[[ Records open ]]
PR #143, opened 2019-06-08
bump transmuter to .24

Kukks:


NicolasDorier:
@Kukks when you make an update, instead you need to run the contrib/DockerBuilderblahblah/update-repo.ps1 script.

NicolasDorier:
This also automatically update the doc.

PR #865, opened 2023-12-26
Move from python-teos to rust-teos

benjaminchodroff:
I am not the owner of TEOS, but hope that we can see BTCPayServer begin to move away from the archived python-teos to the new rust-teos. This pull request does not install the plugin to CLN, but does at least get the TEOS server working as expected. 

Installing the CLN client plugin requires additional manual setup. If others are interested, I'll try to document those steps.


benjaminchodroff:
Happy to close this pull request if there is a better image to use from talaia-labs.

g00g1:
New version does not require txindex: https://github.com/talaia-labs/rust-teos/commit/221358d6d453670c4fc3a1bf5d651db2c21930cb

Kukks (approved):

PR #883, opened 2024-02-29
make BTCPAY_ENV_FILE changeable by user

TheKhanj:
It would be nice to change env file location.


Kukks (changes requested):
Wouldn't we end up overwriting this file at some point with the current changes?

PR #941, opened 2024-10-18
Bump RTL to 0.15.2

rockstardev:
Bumping RTL to 0.15.2 to get on the latest release


rockstardev:
seems we can't bump RTL version, there is a configuration error for 0.15.2

image

rockstardev:
OK, so I had an instance on RTL 0.14.1 that was working without problems, bumped it to 0.15.2 and now I am getting the same error:

image

rockstardev:
Resolved eventually through: #956

PR #956, opened 2024-11-19
Bumping RTL to v0.15.4

ShahanaFarooqui:


rockstardev:
I've tested it on my node and can finally access the dashboard!

However, there's a small quirk with the login due to changed behavior. If I access the link once, any subsequent clicks on the link will fail with the error: `SSO Authentication Failed! Access key too short or does not match.` Here's a video illustrating the issue:

https://github.com/user-attachments/assets/9a0d16c5-e96f-471d-a1e4-9b38e0fd580a

This issue is likely related to the authentication key. My suggestion is to leave it as is for now. Alternatively, we could update this on the BTCPay Server side to refresh the link once it's clicked.

ShahanaFarooqui:
> However, there's a small quirk with the login due to changed behavior. If I access the link once, any subsequent clicks on the link will fail with the error: `SSO Authentication Failed! Access key too short or does not match.` Here's a video illustrating the issue:
> 
> This issue is likely related to the authentication key. My suggestion is to leave it as is for now. Alternatively, we could update this on the BTCPay Server side to refresh the link once it's clicked.

This issue has persisted since we began refreshing the cookie in RTL after each use. It has been a longstanding problem for at least past four years. While I could remove the cookie refresh feature from RTL, ideally the link should be updated on the BTCPay Server page after it is clicked.

PR #957, opened 2024-11-21
Updating FastSync UTXO set and location of it

rockstardev:
It's been a year since @NicolasDorier last updated UTXO set, providing the one more recent and ensuring it's on hosting that @ndeet brought up.


contrib/FastSync/load-utxo-set.sh
```diff
@@ -39,7 +39,7 @@ fi
 TAR_FILE="$1"
 
 if ! [[ "$UTXO_DOWNLOAD_LINK" ]]; then
-    [[ $NBITCOIN_NETWORK == "mainnet" ]] && UTXO_DOWNLOAD_LINK="https://eu2.contabostorage.com/1f50a74c9dc14888a8664415dad3d020:utxosets/utxo-snapshot-bitcoin-mainnet-820852.tar"
+    [[ $NBITCOIN_NETWORK == "mainnet" ]] && UTXO_DOWNLOAD_LINK="https://snapshots.btcpay.tech/utxo-snapshot-bitcoin-mainnet-867690.tar"
```
petzsch, line 42:
```suggestion
    [[ $NBITCOIN_NETWORK == "mainnet" ]] && UTXO_DOWNLOAD_LINK="https://fastsync.btcpay.host/utxo-snapshot-bitcoin-mainnet-867690.tar"
```

This uses my mirrorselect/GeoIP script to 301 Redirect to the nearest mirror (currently only Helsinki (Hetnzer = ndeet) and Netcup.eu (Vienna) are in my list.

Would be nice if you could consider the change. This allows adding of new mirrors by me simply adding them in my mirror list.

I can provide you with the PHP source of the redirect script if you want to host it yourself - fine with me.

petzsch (changes requested):
Please consider alternative mirror management approach suggest in my comment.

Thx.

contrib/FastSync/load-utxo-set.sh
ndeet: Having a mirror script with geo loctation might be not a bad idea. Can you share the script so we can check and decide where to host and if it makes sense. Or we leave it as is for this PR but open another one to introduce and discuss how to approach the mirroring?

petzsch: Here is the script if you wanna host it yourselves: https://github.com/petzsch/btcpay-geoip-fastsync

rockstardev: Guys, let's not complicate this PR with geo script. If you want to work on this separately - open an issue after this is reviewed and merged.

rockstardev:
@petzsch thanks for offering, but let's keep it simple and within the hosting that the core team has access to. After this is updated, we can consider opening a new issue if there is long-term will to support this through some alternative.

PR #977, opened 2025-02-19
Add shopify app deployer plugin

NicolasDorier:


docker-compose-generator/docker-fragments/opt-add-shopify.yml
```diff
@@ -0,0 +1,12 @@
+version: '3'
+services:
+  shopify-app-deployer:
+    image: btcpayserver/shopify-app-deployer:1.0
```
ndeet, line 4: tag should be 1.1?

PR #987, opened 2025-04-25
Add Phoenixd support

pm47:
This adds `phoenixd` as an official Lightning implementation:
```shell
export BTCPAYGEN_LIGHTNING="phoenixd"
```

We already have a working plugin, will publish shortly.

### DIFF
--- a/docker-compose-generator/docker-fragments/phoenixd.yml
+++ b/docker-compose-generator/docker-fragments/phoenixd.yml
@@ -1,0 +1,22 @@
+version: "3"
+
+services:
+  phoenixd:
+    image: acinq/phoenixd:0.5.1
+    container_name: phoenixd
+    restart: unless-stopped
+    networks:
+      - default
+    command: ["--chain=${NBITCOIN_NETWORK:-regtest}"]
+    expose:
+      - "9740"
+    depends_on:
+      - btcpayserver
+    volumes:
+      - "phoenixd_datadir:/phoenix"
+
+volumes:
+  phoenixd_datadir:
+
+exclusive:
+  - lightning
--- a/docker-compose-generator/crypto-definitions.json
+++ b/docker-compose-generator/crypto-definitions.json
@@ -4,83 +4,95 @@
     "CryptoFragment": "litecoin",
     "CLightningFragment": null,
     "LNDFragment": null,
-    "EclairFragment": null
+    "EclairFragment": null,
+    "PhoenixdFragment": null
   },
   {
     "Crypto": "btc",
     "CryptoFragment": "bitcoin",
     "CLightningFragment": "bitcoin-clightning",
     "LNDFragment": "bitcoin-lnd",
-    "EclairFragment": "bitcoin-eclair"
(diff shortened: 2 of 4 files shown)


docker-compose-generator/docker-fragments/phoenixd.yml
```diff
@@ -0,0 +1,22 @@
...
+    networks:
+      - default
+    command: ["--chain=${NBITCOIN_NETWORK:-regtest}"]
+    expose:
+      - "9740"
+    depends_on:
+      - btcpayserver
+    volumes:
+      - "phoenixd_datadir:/phoenix"
+
```
pm47, line 17: I think we may need this section to define the default connection string, with a hardcoded api password.

```suggestion
  btcpayserver:
    environment:
      BTCPAY_BTCLIGHTNING: "type=phoenixd;server=http://phoenixd:8080;password=xxx"
    volumes:
      - "phoenixd_datadir:/etc/phoenix"
    links:
      - phoenixd
```

rockstardev:
wow, let's go!

NicolasDorier:
@pm47 that's cool. One question: Is phoenixd just a lightning implementation? If so we should allow user to install it instead of LND/CLN and also develop our lightning client provider so people can just use phoenixd as backend for BTCPay.

pm47:
> @pm47 that's cool. One question: Is phoenixd just a lightning implementation? If so we should allow user to install it instead of LND/CLN and also develop our lightning client provider so people can just use phoenixd as backend for BTCPay.

We started with a plugin because it was the easiest way to prototype, but yes it should really be a lightning implementation.

> @pm47 please ping me on mattermost or twitter if you need help. Depending on what your plugin do, we can integrate it in core by just adding your client implementation to https://github.com/btcpayserver/btcpayserver.lightning

Will do thanks!

NicolasDorier:
@pm47 just do your stuff as it seems most convenient to you. I can help you pick it up after. (in plugin or in https://github.com/btcpayserver/btcpayserver.lightning directly)

As you can see there is already an Eclair implementation. Should we remove Eclair support and just have Phoenix support? Or they are both separate?

pm47:
> I can help you pick it up after. (in plugin or in https://github.com/btcpayserver/btcpayserver.lightning directly)

Thanks! went ahead in https://github.com/btcpayserver/BTCPayServer.Lightning/pull/169

> Should we remove Eclair support and just have Phoenix support? Or they are both separate?

They are separate, might as well keep both? Except if you'd rather limit the total number of implementations

docker-compose-generator/docker-fragments/phoenixd.yml
pm47: Done.

NicolasDorier:
@pm47 phoenixd is implemented in btcpay in the next minor release. We can add phoenixd in our deployment docker-compose like now, but can you ping me on twitter or chat.btcpayserver.org? I am trying to understand better how phoenixd work to know if anything else is needed in this PR.

PR #275, opened 2018-06-01
SantaCache: Add command to print histogram of bucket distribution

russellhancox:
The command only exists in Debug builds.

This currently only prints the distribution of the non-root cache. In the near future I'll unify the caches again which stops this being a problem.

### DIFF
--- a/Source/common/SNTKernelCommon.h
+++ b/Source/common/SNTKernelCommon.h
@@ -21,9 +21,6 @@
 #ifndef SANTA__COMMON__KERNELCOMMON_H
 #define SANTA__COMMON__KERNELCOMMON_H
 
-// Defines the lengths of paths and Vnode IDs passed around.
-#define MAX_VNODE_ID_STR 21  // digits in UINT64_MAX + 1 for NULL-terminator
-
 // Defines the name of the userclient class and the driver bundle ID.
 #define USERCLIENT_CLASS "com_google_SantaDriver"
 #define USERCLIENT_ID "com.google.santa-driver"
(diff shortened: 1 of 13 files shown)


Source/common/SNTKernelCommon.h
```diff
@@ -99,4 +97,10 @@ typedef struct {
   char pname[MAXPATHLEN];
 } santa_message_t;
 
+// Used for the kSantaUserClientCacheBucketCount request.
+typedef struct {
+  uint16_t per_bucket[1024];
```
tburgin: Make 1024 a constant and use throughout. Or use `sizeof(counts.per_bucket) / sizeof(uint16_t)` where you are using 1024 throughout.

russellhancox:
PTAL: I've switched from printing the count in every bucket to printing the number of buckets that match a count. For easier reading I've also defaulted to just printing the numbers, unless you pass the -g flag.

Source/common/SNTKernelCommon.h
russellhancox: Done.

Source/santactl/Commands/SNTCommandCacheHistogram.m
```diff
@@ -0,0 +1,81 @@
...
+          @"  Use -g to get 'graphical' output\n"
+          @"Only available in DEBUG builds.");
+}
+
+- (void)runWithArguments:(NSArray *)arguments {
+  [[self.daemonConn remoteObjectProxy] cacheBucketCount:^(NSArray *counts) {
+    NSMutableDictionary<NSNumber *, NSNumber *> *k = [NSMutableDictionary dictionary];
+    [counts enumerateObjectsUsingBlock:^(id  _Nonnull obj, NSUInteger idx, BOOL * _Nonnull stop) {
+      if (!k[obj]) {
+        k[obj] = @1;
```
tburgin: This shouldn't be needed. Your L59 should handle setting 1 as the initial value of k[obj].

PR #276, opened 2018-06-01
santa-driver: Switch to a struct for vnode IDs, holding both the file…

russellhancox:
…system ID and vnode ID.

Also drop the separate caches for root/non-root as this doesn't offer any benefit anymore.


Source/santa-driver/SantaDecisionManager.cc
```diff
@@ -19,6 +19,10 @@ OSDefineMetaClassAndStructors(SantaDecisionManager, OSObject);
 
 #pragma mark Object Lifecycle
 
+template<> uint64_t SantaCacheHasher<santa_vnode_id_t>(santa_vnode_id_t const& s) {
+  return SantaCacheHasher<uint64_t>(s.fsid) ^ (SantaCacheHasher<uint64_t>(s.fileid) << 1);
```
nguyen-phillip: Given the current hash function and that almost all the variation is in s.fileid, maybe it would be better to use (s.fsid << 1) ^ s.fileid instead.  Because otherwise, if there's only one s.fsid in use, the last bit on the output of this function will always be the last bit of s.fsid, and this will trickle down to SantaCache's hash function where the modulo by a power of 2 will preserve that last bit, and so we'll end up using only half of the available buckets, either all the even indices or all the odd indices, depending on the parity of s.fsid.

Source/common/SNTKernelCommon.h
```diff
@@ -80,10 +80,30 @@ typedef enum {
...
+#ifdef __cplusplus
+  bool operator==(const santa_vnode_id_t& rhs) const {
+    return fsid == rhs.fsid && fileid == rhs.fileid;
+  }
+  bool operator!=(const santa_vnode_id_t& rhs) const {
+    return !(*this == rhs);
+  }
+  // This _must not_ be used for anything security-sensitive. It exists solely to make
+  // the msleep/wakeup calls easier.
+  uint64_t simple_id() const {
```
nguyen-phillip: Maybe rename this to unsafe_simple_id?

russellhancox: Good call

Source/santa-driver/SantaCache.h
```diff
@@ -206,7 +206,7 @@ template<typename KeyT, typename ValueT> class SantaCache {
       lock(bucket);
       struct entry *entry = (struct entry *)((uintptr_t)bucket->head - 1);
       while (entry != nullptr) {
-        if (entry->key != 0) ++count;
+        if (entry->key != key_zero_) ++count;
```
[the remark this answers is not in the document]
russellhancox: > I don't think there's anything special about entry->key being zero is there?

No, the counting code was wrong and was checking for a zero key rather than a zero value, which is wrong.

Source/santa-driver/SantaCache.h
```diff
@@ -338,7 +338,8 @@ template<typename KeyT, typename ValueT> class SantaCache {
   /**
     Holder for a 'zero' entry for the current type
   */
-  const ValueT zero_ = {};
+  KeyT key_zero_ = {};
```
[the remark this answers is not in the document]
russellhancox: No, see above.

Source/santa-driver/SantaDecisionManager.cc
russellhancox: Good call, that does help with distribution.

Source/santad/SNTDriverManager.m
```diff
@@ -186,30 +186,31 @@ - (kern_return_t)postToKernelAction:(santa_action_t)action forVnodeID:(uint64_t)
...
                                    0) == KERN_SUCCESS;
 }
 
-- (santa_action_t)checkCache:(uint64_t)vnodeID {
-  uint32_t input_count = 1;
-  uint64_t vnode_action = 0;
+- (santa_action_t)checkCache:(santa_vnode_id_t)vnodeID {
+  struct {
+    uint64_t vnode_action;
+  } output;
```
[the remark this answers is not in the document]
russellhancox: It did for the IOConnectCallStruct method but IOConnectCallMethod handles both types so I've switched.

PR #278, opened 2018-06-04
santad: Wait for driver appearance using IOKit notifications.

russellhancox:


Source/santad/SNTDriverManager.m
```diff
@@ -86,6 +70,61 @@ - (void)dealloc {
...
+    dispatch_semaphore_signal(sema);
+  };
+
+  LOGI(@"Waiting for Santa driver to become available");
+
+  IOServiceAddMatchingNotification(notificationPort,
+                                   kIOMatchedNotification,
+                                   matchingDict,
+                                   driverAppearedHandler,
+                                   (__bridge_retained void *)block,
```
tburgin: Does the block fire on a different thread? Just want to make sure the below dispatch wait won’t block the execution of the block due to notification.

russellhancox: It did, I've changed the scope of the PR.

Source/common/SNTXPCControlInterface.h
```diff
@@ -37,6 +37,7 @@
 - (void)flushCache:(void (^)(BOOL))reply;
 - (void)cacheBucketCount:(void (^)(NSArray *))reply;
 - (void)checkCacheForVnodeID:(santa_vnode_id_t)vnodeID withReply:(void (^)(santa_action_t))reply;
+- (void)connectionEstablished:(void (^)(BOOL))reply;
```
tburgin: What connection? The driver?

Source/santactl/Commands/SNTCommandStatus.m
```diff
@@ -190,6 +196,7 @@ - (void)runWithArguments:(NSArray *)arguments {
     printf("%s\n", [statsStr UTF8String]);
   } else {
     printf(">>> Daemon Info\n");
+    printf("  %-25s | %s\n", "Connected", driverConnected ? "Yes" : "No");
```
tburgin: Something like: "Driver Connected"?
Also, add this to the JSON output.

Source/santad/SNTDriverManager.m
```diff
@@ -23,67 +23,97 @@
...
+}
 
-      if (!serviceObject) {
-        LOGD(@"Waiting for Santa driver to become available");
-        sleep(delay);
-        if (delay < MAX_DELAY) delay *= 2;
-      }
-    } while (!serviceObject);
-    CFRelease(classToMatch);
+- (void)dealloc {
```
tburgin: Given SNTDriverManager is essentially a singleton, this should never be called. Add a note.

Source/santad/SNTDriverManager.m
```diff
@@ -23,67 +23,97 @@
...
+// Helper function used with IOServiceAddMatchingNotification which expects
+// a DriverAppearedBlock to be passed as the 'reference' argument. The block
+// will be called for each object iterated over and if the block wants to keep
+// the object, it should call IOObjectRetain().
+typedef void (^DriverAppearedBlock)(io_object_t object);
+static void driverAppearedHandler(void *info, io_iterator_t iterator) {
+  DriverAppearedBlock block = (__bridge DriverAppearedBlock)info;
+  io_object_t object = 0;
+  while ((object = IOIteratorNext(iterator))) {
+    block(object);
```
tburgin: You may want to double check block() does indeed exist.

Source/santad/SNTDriverManager.m
```diff
@@ -23,67 +23,97 @@
...
+  DriverAppearedBlock block = ^(io_object_t object) {
     // This calls `initWithTask`, `attach` and `start` in `SantaDriverClient`
-    kr = IOServiceOpen(serviceObject, mach_task_self(), 0, &_connection);
-    IOObjectRelease(serviceObject);
+    kern_return_t kr = IOServiceOpen(object, mach_task_self(), 0, &_connection);
     if (kr != kIOReturnSuccess) {
-      LOGD(@"Failed to open Santa driver service");
-      return nil;
+      LOGE(@"Failed to open santa-driver service: 0x%X", kr);
+      exit(1);
```
tburgin: Is exiting the best option for all these cases? I could see santad flapping.

russellhancox: I can't see a better option - if establishing a connection failed after the driver appeared there's no point waiting for the driver to appear again and there's not a notification that whatever caused connection failures is now fixed. Exiting and hoping that the next time starting might lead to a better outcome is about all we can do.

Source/santad/SNTDriverManager.m
russellhancox: Done

Source/santad/SNTDriverManager.m
russellhancox: We might treat SNTDriverManager like a singleton but it isn't implemented as one.

Source/santactl/Commands/SNTCommandStatus.m
russellhancox: Done

Source/common/SNTXPCControlInterface.h
russellhancox: I've renamed to make this clearer

tburgin:
LGTM

PR #281, opened 2018-06-08
santa-driver: Re-factor some destruction methods

russellhancox:
This fixes IOServiceClose() being called on the driver

Also don't delete and re-enqueue the log data queue if it fails to enqueue, this is pointless.

### DIFF
--- a/Source/santa-driver/SantaDriverClient.cc
+++ b/Source/santa-driver/SantaDriverClient.cc
@@ -48,23 +48,21 @@ bool SantaDriverClient::start(IOService *provider) {
 }
 
 void SantaDriverClient::stop(IOService *provider) {
-  super::stop(provider);
   myProvider = nullptr;
   decisionManager = nullptr;
+  super::stop(provider);
+}
+
+IOReturn SantaDriverClient::clientDied() {
+  LOGI("Client died.");
+  decisionManager->DisconnectClient(true);
+  return terminate() ? kIOReturnSuccess : kIOReturnError;
 }
 
 IOReturn SantaDriverClient::clientClose() {
-  decisionManager->DisconnectClient(true);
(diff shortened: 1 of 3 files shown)


Source/santa-driver/SantaDriverClient.h
```diff
@@ -49,9 +49,7 @@ class com_google_SantaDriverClient : public IOUserClient {
 
   ///  Called when a client disconnects
   IOReturn clientClose() override;
-
-  ///  Called when the driver is shutting down
-  bool terminate(IOOptionBits options) override;
+  IOReturn clientDied() override;
```
tburgin: Add a comment

Source/santa-driver/SantaDriverClient.cc
```diff
@@ -48,23 +48,21 @@ bool SantaDriverClient::start(IOService *provider) {
...
-bool SantaDriverClient::terminate(IOOptionBits options) {
-  decisionManager->DisconnectClient();
+IOReturn SantaDriverClient::clientClose() {
   LOGI("Client disconnected.");
-
-  if (myProvider && myProvider->isOpen(this)) myProvider->close(this);
-
-  return super::terminate(options);
+  decisionManager->DisconnectClient(false);
+  return terminate() ? kIOReturnSuccess : kIOReturnError;
```
tburgin: Is there any chance the client is still connected when calling terminate here? Should kIOServiceSynchronous or kIOServiceRequired be used?

Source/santa-driver/SantaDriverClient.h
russellhancox: Done

Source/santa-driver/SantaDriverClient.cc
russellhancox: There shouldn't be, these methods are called in response to a client disconnecting and we only allow a single client.

PR #284, opened 2018-06-20
Add CMake support, implement fuzzers

alessandrogario:
The new CMake project allows the user to select which SDK version to use. The Xcode path is also configurable to support non-standard installation paths and/or systems with multiple versions installed.

Code signing can now be configured via command line, using the CODESIGN_IDENTITY environment variable.

New fuzzing targets (libFuzzer)
 - SantaCache
 - santactl
 - santad

New make targets:
 - tests: Runs the tests
 - fuzz: Runs the fuzzer
 - redist: Regenerates the redistributable folder
 - install: Installs Santa

A small issue has been found in santactl when the the sync-server returns a valid JSON that does not get deserialized to a dictionary object (not yet fixed inside this PR).


alessandrogario:
I have signed the CLA! 👍

Fuzzing/santactl/src/main.mm
```diff
@@ -0,0 +1,48 @@
...
+  if ([response objectForKey:kRules] == nil) {
+    return 0;
+  }
+
+  SNTCommandSyncState *state = [[SNTCommandSyncState alloc] init];
+  if (state == nil) {
+    return 0;
+  }
+
+	SNTCommandSyncRuleDownload *obj = [[SNTCommandSyncRuleDownload alloc] initWithState:state];
```
russellhancox: nit: indented too far

Source/santa-driver/CMakeLists.txt
```diff
@@ -0,0 +1,111 @@
...
+  )
+
+  if(CMAKE_BUILD_TYPE STREQUAL "Debug")
+    target_compile_definitions("${PROJECT_NAME}" PRIVATE DEBUG)
+  else()
+    target_compile_definitions("${PROJECT_NAME}" PRIVATE NDEBUG)
+  endif()
+
+  target_include_directories("${PROJECT_NAME}" SYSTEM PRIVATE
+    "${XCODE_ROOT_FOLDER}/Contents/Developer/Platforms/MacOSX.platform/Developer/SDKs/MacOSX${MACOSX_VERSION_MIN}.sdk/System/Library/Frameworks/Kernel.framework/PrivateHeaders"
```
russellhancox: If you remove the reference to MACOSX_VERSION_MIN here it should be less brittle and will compile with whatever the latest SDK is. Alternatively, we'll need a separate variable to differentiate the minimum supported version vs. the SDK version.

Source/santa-driver/SantaDriver.cc
```diff
@@ -53,3 +53,17 @@ SantaDecisionManager *SantaDriver::GetDecisionManager() const {
...
+extern "C" {
+extern kern_return_t _start(kmod_info_t *ki, void *data);
+extern kern_return_t _stop(kmod_info_t *ki, void *data);
+
+__attribute__((visibility("default"))) KMOD_EXPLICIT_DECL(com.google.santa-driver, SANTA_VERSION, _start, _stop)
+__private_extern__ kmod_start_func_t *_realmain = 0;
+__private_extern__ kmod_stop_func_t *_antimain = 0;
+__private_extern__ int _kext_apple_cc = __APPLE_CC__ ;
+}
+#endif
```
russellhancox: Could this section instead be in a separate file, main.c or similar?

Fuzzing/santactl/CMakeLists.txt
```diff
@@ -0,0 +1,62 @@
...
+
+  add_executable("${PROJECT_NAME}" EXCLUDE_FROM_ALL ${PROJECT_SOURCEFILES})
+
+  target_compile_options("${PROJECT_NAME}" PRIVATE
+    -fobjc-arc -Wno-everything -fmodules -fcxx-modules
+    -mmacosx-version-min=${MACOSX_VERSION_MIN}
+  )
+
+  target_compile_definitions("${PROJECT_NAME}" PRIVATE
+    SNT_OS_LOG_CATEGORY=\"${PROJECT_NAME}\"
```
russellhancox: What's this define for?

Fuzzing/santactl/src/main.mm
```diff
@@ -0,0 +1,48 @@
...
+#include <cstdint>
+#include <vector>
+
+#include <SNTCommandSyncRuleDownload.h>
+#include <SNTCommandSyncState.h>
+#include <SNTCommandSyncConstants.h>
+#include <SNTRule.h>
+
+extern "C" int LLVMFuzzerTestOneInput(const std::uint8_t *data, std::size_t size) {
+  NSData* buffer = [NSData dataWithBytes:static_cast<const void *>(data) length:size];
```
russellhancox: To be consistent with the rest of the source, the * should be with the variable name:

`NSData *buffer`

Fuzzing/santactl/src/main.mm
```diff
@@ -0,0 +1,48 @@
...
+  if (buffer == nil) {
```
russellhancox: Also consistency: we generally use the form `if (buffer) {` here.

Fuzzing/santad/src/checkCacheForVnodeID.mm
```diff
@@ -0,0 +1,45 @@
...
+
+#import <MOLXPCConnection/MOLXPCConnection.h>
+
+#import "SNTCommandController.h"
+#import "SNTRule.h"
+#import "SNTXPCControlInterface.h"
+
+#pragma pack(push, 1)
+
+#pragma pack(pop)
```
russellhancox: Are these 2 pragma's leftovers from something?

Tests/santa-driver/main.mm
```diff
@@ -0,0 +1,51 @@
+#import "SNTDriverManager.h"
```
russellhancox: Can you add a comment at the top of this file describing what it's testing. I'm guessing it's a test that attempts to connect to the driver from multiple threads simultaneously doesn't cause crashes.

alessandrogario: You are right! I have added a comment at the top of the file

alessandrogario:
@russellhancox Thanks so much for the review! I've updated branch with the changes you have requested

russellhancox:
Thanks again for the submission!

PR #287, opened 2018-07-05
Update MOLXPCConnection; add support for unprivileged XPC interfaces

alessandrogario:


Source/santactl/Commands/sync/SNTCommandSync.m
```diff
@@ -57,6 +57,9 @@ + (NSString *)longHelpText {
 }
 
 - (void)runWithArguments:(NSArray *)arguments {
+  // Connect to santad while we are root, so that we pass the XPC authentication
+  [self.daemonConn resume];
```
tburgin: All instances of `santactl sync` must now run as root. `requiresRoot` should return YES.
[[ Records closed ]]
What to work on: For this exercise, please output exactly the lines above starting at the line with "This uses my" and ending at the line with "petzsch: Here is", ends included.

Solution for this problem:
This uses my mirrorselect/GeoIP script to 301 Redirect to the nearest mirror (currently only Helsinki (Hetnzer = ndeet) and Netcup.eu (Vienna) are in my list.

Would be nice if you could consider the change. This allows adding of new mirrors by me simply adding them in my mirror list.

I can provide you with the PHP source of the redirect script if you want to host it yourself - fine with me.

petzsch (changes requested):
Please consider alternative mirror management approach suggest in my comment.

Thx.

contrib/FastSync/load-utxo-set.sh
ndeet: Having a mirror script with geo loctation might be not a bad idea. Can you share the script so we can check and decide where to host and if it makes sense. Or we leave it as is for this PR but open another one to introduce and discuss how to approach the mirroring?

petzsch: Here is the script if you wanna host it yourselves: https://github.com/petzsch/btcpay-geoip-fastsync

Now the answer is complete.